Дом Фабрицио располагался в живописной части Милана. Здесь было полно старых домов, представляющих собой часть культурного наследия.
— Это больше смахивает на отреставрированный замок, — шепнула я.
Кованые ворота медленно распахнулись перед лимузином.
— Так и есть. Замок отреставрировали, — согласился Дэниел.
Фабрицио встречал нас на крыльце особняка. Он расцеловал племянника, благодушно поприветствовал меня и проводил внутрь. Роскошь обстановки едва не ослепила. Звук шагов разносился эхом по просторному холлу. Создавалось впечатление, что мы в музее.
— Семья в зале, — скупо сообщил Фабрицио.
Он шёл впереди, словно ворон. Я видела слуг, но они передвигались, словно тени. В отдалении играла музыка. Чем ближе мы подходили к двустворчатым дверям, тем громче становился гул голосов. Фабрицио распахнул двери. Словно по волшебству, возникла тишина, и взгляды собравшихся устремились на нас.

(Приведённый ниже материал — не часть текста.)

PR #10, opened 2019-08-06
Created bank account model and added 4 fixed bank accounts at each us…

vladbuda:
…er registration

### DIFF
--- a/Server/VikingVault.Services/BankAccountService.cs
+++ b/Server/VikingVault.Services/BankAccountService.cs
@@ -1,0 +1,35 @@
+﻿using Microsoft.EntityFrameworkCore;
+using System;
+using System.Collections.Generic;
+using System.Text;
+using VikingVault.DataAccess;
+using VikingVault.DataAccess.Models;
+using VikingVault.Services.Abstractions;
+using VikingVault.Services.Exceptions;
+
+namespace VikingVault.Services
+{
+    public class BankAccountService : IBankAccountService
+    {
+        private readonly VikingVaultDbContext _dbContext;
+
+        public BankAccountService(VikingVaultDbContext dbContext)
+        {
+            _dbContext = dbContext;
+        }
+
+        public BankAccount createBankAccount(BankAccount account)
+        {
+            try
+            {
+                _dbContext.Add(account);
+                _dbContext.SaveChanges();
+            }
+            catch (Exception e)
+            {
+                if (e is DbUpdateException || e is DbUpdateConcurrencyException) throw new BankAccountServiceException();
+            }
+            return account;
+        }
+    }
+}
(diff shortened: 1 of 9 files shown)


robertpin (approved):

Server/VikingVault.Services/BankAccountService.cs
```diff
@@ -0,0 +1,35 @@
...
+    public class BankAccountService : IBankAccountService
+    {
+        private readonly VikingVaultDbContext _dbContext;
+
+        public BankAccountService(VikingVaultDbContext dbContext)
+        {
+            _dbContext = dbContext;
+        }
+
+        public BankAccount createBankAccount(BankAccount account)
```
vasi-axinte: This method name doesn`t follow the C# naming convention. PascalCase should be used instead.

Server/VikingVault.Services/UserService.cs
```diff
@@ -13,23 +13,63 @@ namespace VikingVault.Services
...
             _dbContext = dbContext;
+            _bankAccountService = bankAccountService;
         }
 
         public User CreateUser(User user)
         {
             user.Role = "user";
+            user.Password = PasswordEncryption.ComputeSha256Hash(user.Password);
+
+            BankAccount ronBankAccount = new BankAccount
```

— Прошу любить и жаловать, Дэниел Хьюз. Мой племянник. С возвращением в семью!
Собравшиеся радостно загалдели. Дэниел начал протискиваться сквозь толпу. Рукопожатий и поцелуев было не счесть. Я всюду следовала тенью и улыбалась, как заведённая кукла.
— Дэниел, неужели это всё твоя семья? — спросила я шёпотом, уличив свободное мгновение.
— Нет, конечно. Просто сегодня у Фабрицио день рождения, — ровным голосом ответил Дэниел. — Обычно он не празднует его. Но сегодня решил сделать исключение.
— У Фабрицио день рождения, а ты хотел проигнорировать его? Ох, это невежливо! — изумилась я.
— Твоя bellezza права! — послышался развязный голос Гвидо. Я обернулась и посмотрела на мужчину. Он поцеловал мою протянутую руку, задержав губы дольше, чем необходимо. — Ох, Даниэле… — многозначительно протянул Гвидо, не сводя с меня глаз. — Уверен, что у твоей малышки нет итальянских корней? Она просто создана для этой жаркой страны.
— Уверен. Лоррейн — американка, — отрезал Дэниел. — Ты хотел поговорить со мной о чём-то?
— Uffa! Сразу перейдём к делам? Как же поздравить дядюшку со вторым днём рождения? — рассмеялся Гвидо и сообщил мне: — У Фабрицио два дня рождения. Первый — как у всех нас, когда мы вылезаем из утробы своих мамочек с громким криком. Но у Фабрицио их два. Второй раз он родился… на своих похоронах.